▶ Assignment: The entries are to be repeated verbatim, with nothing left out.

::: Source records :::

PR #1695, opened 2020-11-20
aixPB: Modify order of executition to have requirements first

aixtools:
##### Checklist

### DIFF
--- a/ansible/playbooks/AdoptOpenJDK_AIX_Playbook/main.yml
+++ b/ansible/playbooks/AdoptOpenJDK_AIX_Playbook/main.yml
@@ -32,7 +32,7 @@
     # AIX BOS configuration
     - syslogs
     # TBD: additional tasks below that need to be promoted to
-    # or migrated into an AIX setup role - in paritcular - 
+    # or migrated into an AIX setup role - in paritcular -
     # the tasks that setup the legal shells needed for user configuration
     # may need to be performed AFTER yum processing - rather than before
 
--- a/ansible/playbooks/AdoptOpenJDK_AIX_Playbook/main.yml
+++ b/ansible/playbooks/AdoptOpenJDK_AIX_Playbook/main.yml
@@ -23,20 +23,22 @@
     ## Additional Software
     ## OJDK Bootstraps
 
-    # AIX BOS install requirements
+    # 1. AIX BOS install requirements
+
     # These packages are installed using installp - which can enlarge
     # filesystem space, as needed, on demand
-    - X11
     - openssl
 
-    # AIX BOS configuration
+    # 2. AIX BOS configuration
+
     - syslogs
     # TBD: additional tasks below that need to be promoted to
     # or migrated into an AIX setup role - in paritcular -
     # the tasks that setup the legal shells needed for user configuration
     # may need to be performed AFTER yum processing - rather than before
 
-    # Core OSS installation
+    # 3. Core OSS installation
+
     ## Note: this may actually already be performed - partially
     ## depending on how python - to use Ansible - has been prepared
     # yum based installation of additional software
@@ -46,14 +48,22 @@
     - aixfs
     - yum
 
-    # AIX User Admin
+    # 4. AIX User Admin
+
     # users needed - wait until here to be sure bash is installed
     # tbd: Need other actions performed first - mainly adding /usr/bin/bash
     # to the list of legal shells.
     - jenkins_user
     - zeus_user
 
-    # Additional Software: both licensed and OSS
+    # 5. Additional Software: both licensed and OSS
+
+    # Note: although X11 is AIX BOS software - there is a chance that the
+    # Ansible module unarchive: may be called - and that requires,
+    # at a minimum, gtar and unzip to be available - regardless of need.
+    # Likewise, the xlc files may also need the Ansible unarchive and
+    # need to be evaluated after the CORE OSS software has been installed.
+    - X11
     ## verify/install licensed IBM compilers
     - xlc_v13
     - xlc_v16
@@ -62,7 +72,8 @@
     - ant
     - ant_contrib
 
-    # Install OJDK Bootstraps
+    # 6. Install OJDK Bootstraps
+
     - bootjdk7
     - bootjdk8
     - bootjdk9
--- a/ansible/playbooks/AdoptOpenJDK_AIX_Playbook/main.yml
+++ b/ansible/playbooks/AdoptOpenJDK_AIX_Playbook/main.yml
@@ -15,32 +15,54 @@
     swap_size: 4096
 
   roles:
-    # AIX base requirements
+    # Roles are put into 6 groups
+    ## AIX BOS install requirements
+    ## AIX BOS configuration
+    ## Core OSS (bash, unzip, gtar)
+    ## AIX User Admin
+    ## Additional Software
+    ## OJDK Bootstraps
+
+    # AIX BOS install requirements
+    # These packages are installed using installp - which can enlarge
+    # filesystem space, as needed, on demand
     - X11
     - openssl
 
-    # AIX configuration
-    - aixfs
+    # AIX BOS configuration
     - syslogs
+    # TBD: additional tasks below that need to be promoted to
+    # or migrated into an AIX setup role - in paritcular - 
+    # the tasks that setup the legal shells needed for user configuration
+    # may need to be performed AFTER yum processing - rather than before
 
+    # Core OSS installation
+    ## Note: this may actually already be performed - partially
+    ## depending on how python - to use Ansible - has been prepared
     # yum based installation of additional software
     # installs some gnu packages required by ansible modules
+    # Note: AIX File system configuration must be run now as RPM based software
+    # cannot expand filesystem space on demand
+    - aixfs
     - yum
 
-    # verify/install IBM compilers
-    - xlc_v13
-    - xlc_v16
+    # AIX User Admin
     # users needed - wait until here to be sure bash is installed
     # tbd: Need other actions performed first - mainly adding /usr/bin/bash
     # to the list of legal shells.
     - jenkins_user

:::

▶ Result of this task:
PR #1695, opened 2020-11-20
aixPB: Modify order of executition to have requirements first

aixtools:
##### Checklist

### DIFF
--- a/ansible/playbooks/AdoptOpenJDK_AIX_Playbook/main.yml
+++ b/ansible/playbooks/AdoptOpenJDK_AIX_Playbook/main.yml
@@ -32,7 +32,7 @@
     # AIX BOS configuration
     - syslogs
     # TBD: additional tasks below that need to be promoted to
-    # or migrated into an AIX setup role - in paritcular - 
+    # or migrated into an AIX setup role - in paritcular -
     # the tasks that setup the legal shells needed for user configuration
     # may need to be performed AFTER yum processing - rather than before
 
--- a/ansible/playbooks/AdoptOpenJDK_AIX_Playbook/main.yml
+++ b/ansible/playbooks/AdoptOpenJDK_AIX_Playbook/main.yml
@@ -23,20 +23,22 @@
     ## Additional Software
     ## OJDK Bootstraps
 
-    # AIX BOS install requirements
+    # 1. AIX BOS install requirements
+
     # These packages are installed using installp - which can enlarge
     # filesystem space, as needed, on demand
-    - X11
     - openssl
 
-    # AIX BOS configuration
+    # 2. AIX BOS configuration
+
     - syslogs
     # TBD: additional tasks below that need to be promoted to
     # or migrated into an AIX setup role - in paritcular -
     # the tasks that setup the legal shells needed for user configuration
     # may need to be performed AFTER yum processing - rather than before
 
-    # Core OSS installation
+    # 3. Core OSS installation
+
     ## Note: this may actually already be performed - partially
     ## depending on how python - to use Ansible - has been prepared
     # yum based installation of additional software
@@ -46,14 +48,22 @@
     - aixfs
     - yum
 
-    # AIX User Admin
+    # 4. AIX User Admin
+
     # users needed - wait until here to be sure bash is installed
     # tbd: Need other actions performed first - mainly adding /usr/bin/bash
     # to the list of legal shells.
     - jenkins_user
     - zeus_user
 
-    # Additional Software: both licensed and OSS
+    # 5. Additional Software: both licensed and OSS
+
+    # Note: although X11 is AIX BOS software - there is a chance that the
+    # Ansible module unarchive: may be called - and that requires,
+    # at a minimum, gtar and unzip to be available - regardless of need.
+    # Likewise, the xlc files may also need the Ansible unarchive and
+    # need to be evaluated after the CORE OSS software has been installed.
+    - X11
     ## verify/install licensed IBM compilers
     - xlc_v13
     - xlc_v16
@@ -62,7 +72,8 @@
     - ant
     - ant_contrib
 
-    # Install OJDK Bootstraps
+    # 6. Install OJDK Bootstraps
+
     - bootjdk7
     - bootjdk8
     - bootjdk9
--- a/ansible/playbooks/AdoptOpenJDK_AIX_Playbook/main.yml
+++ b/ansible/playbooks/AdoptOpenJDK_AIX_Playbook/main.yml
@@ -15,32 +15,54 @@
     swap_size: 4096
 
   roles:
-    # AIX base requirements
+    # Roles are put into 6 groups
+    ## AIX BOS install requirements
+    ## AIX BOS configuration
+    ## Core OSS (bash, unzip, gtar)
+    ## AIX User Admin
+    ## Additional Software
+    ## OJDK Bootstraps
+
+    # AIX BOS install requirements
+    # These packages are installed using installp - which can enlarge
+    # filesystem space, as needed, on demand
     - X11
     - openssl
 
-    # AIX configuration
-    - aixfs
+    # AIX BOS configuration
     - syslogs
+    # TBD: additional tasks below that need to be promoted to
+    # or migrated into an AIX setup role - in paritcular - 
+    # the tasks that setup the legal shells needed for user configuration
+    # may need to be performed AFTER yum processing - rather than before
 
+    # Core OSS installation
+    ## Note: this may actually already be performed - partially
+    ## depending on how python - to use Ansible - has been prepared
     # yum based installation of additional software
     # installs some gnu packages required by ansible modules
+    # Note: AIX File system configuration must be run now as RPM based software
+    # cannot expand filesystem space on demand
+    - aixfs
     - yum
 
-    # verify/install IBM compilers
-    - xlc_v13
-    - xlc_v16
+    # AIX User Admin
     # users needed - wait until here to be sure bash is installed
     # tbd: Need other actions performed first - mainly adding /usr/bin/bash
     # to the list of legal shells.
     - jenkins_user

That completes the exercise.